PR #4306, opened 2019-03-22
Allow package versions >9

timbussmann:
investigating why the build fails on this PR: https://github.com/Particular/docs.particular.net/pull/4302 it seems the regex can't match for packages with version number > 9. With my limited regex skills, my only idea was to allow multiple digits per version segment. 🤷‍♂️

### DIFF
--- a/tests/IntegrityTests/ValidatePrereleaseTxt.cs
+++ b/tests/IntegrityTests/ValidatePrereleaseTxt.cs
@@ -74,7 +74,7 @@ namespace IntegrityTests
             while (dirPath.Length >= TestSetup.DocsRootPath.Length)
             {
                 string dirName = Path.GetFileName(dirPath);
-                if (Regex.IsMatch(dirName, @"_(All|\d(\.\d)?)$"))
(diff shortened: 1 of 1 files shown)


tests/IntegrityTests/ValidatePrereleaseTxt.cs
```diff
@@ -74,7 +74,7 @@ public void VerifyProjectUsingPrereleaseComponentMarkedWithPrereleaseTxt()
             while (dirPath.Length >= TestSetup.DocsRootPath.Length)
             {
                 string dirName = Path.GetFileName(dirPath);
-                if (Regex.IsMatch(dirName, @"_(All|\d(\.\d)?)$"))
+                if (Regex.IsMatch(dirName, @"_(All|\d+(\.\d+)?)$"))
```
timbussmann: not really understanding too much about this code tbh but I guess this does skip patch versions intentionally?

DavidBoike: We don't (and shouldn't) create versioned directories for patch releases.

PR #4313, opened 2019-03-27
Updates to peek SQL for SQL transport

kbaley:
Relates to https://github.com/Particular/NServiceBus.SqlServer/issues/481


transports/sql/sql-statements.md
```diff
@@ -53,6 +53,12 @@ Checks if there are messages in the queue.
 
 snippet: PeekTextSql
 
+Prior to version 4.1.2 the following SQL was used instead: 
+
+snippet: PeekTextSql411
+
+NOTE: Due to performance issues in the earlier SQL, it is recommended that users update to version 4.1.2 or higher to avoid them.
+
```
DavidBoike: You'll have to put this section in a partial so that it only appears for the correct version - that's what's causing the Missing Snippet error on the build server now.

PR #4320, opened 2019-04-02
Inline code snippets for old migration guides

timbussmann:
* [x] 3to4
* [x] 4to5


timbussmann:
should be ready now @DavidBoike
◆ ◆ ◆ ◆ ◆
## Exercise
Set down the whole listing once more, exactly as it appears.

## Solution for this task
PR #4306, opened 2019-03-22
Allow package versions >9

timbussmann:
investigating why the build fails on this PR: https://github.com/Particular/docs.particular.net/pull/4302 it seems the regex can't match for packages with version number > 9. With my limited regex skills, my only idea was to allow multiple digits per version segment. 🤷‍♂️

### DIFF
--- a/tests/IntegrityTests/ValidatePrereleaseTxt.cs
+++ b/tests/IntegrityTests/ValidatePrereleaseTxt.cs
@@ -74,7 +74,7 @@ namespace IntegrityTests
             while (dirPath.Length >= TestSetup.DocsRootPath.Length)
             {
                 string dirName = Path.GetFileName(dirPath);
-                if (Regex.IsMatch(dirName, @"_(All|\d(\.\d)?)$"))
(diff shortened: 1 of 1 files shown)


tests/IntegrityTests/ValidatePrereleaseTxt.cs
```diff
@@ -74,7 +74,7 @@ public void VerifyProjectUsingPrereleaseComponentMarkedWithPrereleaseTxt()
             while (dirPath.Length >= TestSetup.DocsRootPath.Length)
             {
                 string dirName = Path.GetFileName(dirPath);
-                if (Regex.IsMatch(dirName, @"_(All|\d(\.\d)?)$"))
+                if (Regex.IsMatch(dirName, @"_(All|\d+(\.\d+)?)$"))
```
timbussmann: not really understanding too much about this code tbh but I guess this does skip patch versions intentionally?

DavidBoike: We don't (and shouldn't) create versioned directories for patch releases.

PR #4313, opened 2019-03-27
Updates to peek SQL for SQL transport

kbaley:
Relates to https://github.com/Particular/NServiceBus.SqlServer/issues/481


transports/sql/sql-statements.md
```diff
@@ -53,6 +53,12 @@ Checks if there are messages in the queue.
 
 snippet: PeekTextSql
 
+Prior to version 4.1.2 the following SQL was used instead: 
+
+snippet: PeekTextSql411
+
+NOTE: Due to performance issues in the earlier SQL, it is recommended that users update to version 4.1.2 or higher to avoid them.
+
```
DavidBoike: You'll have to put this section in a partial so that it only appears for the correct version - that's what's causing the Missing Snippet error on the build server now.

PR #4320, opened 2019-04-02
Inline code snippets for old migration guides

timbussmann:
* [x] 3to4
* [x] 4to5


timbussmann:
should be ready now @DavidBoike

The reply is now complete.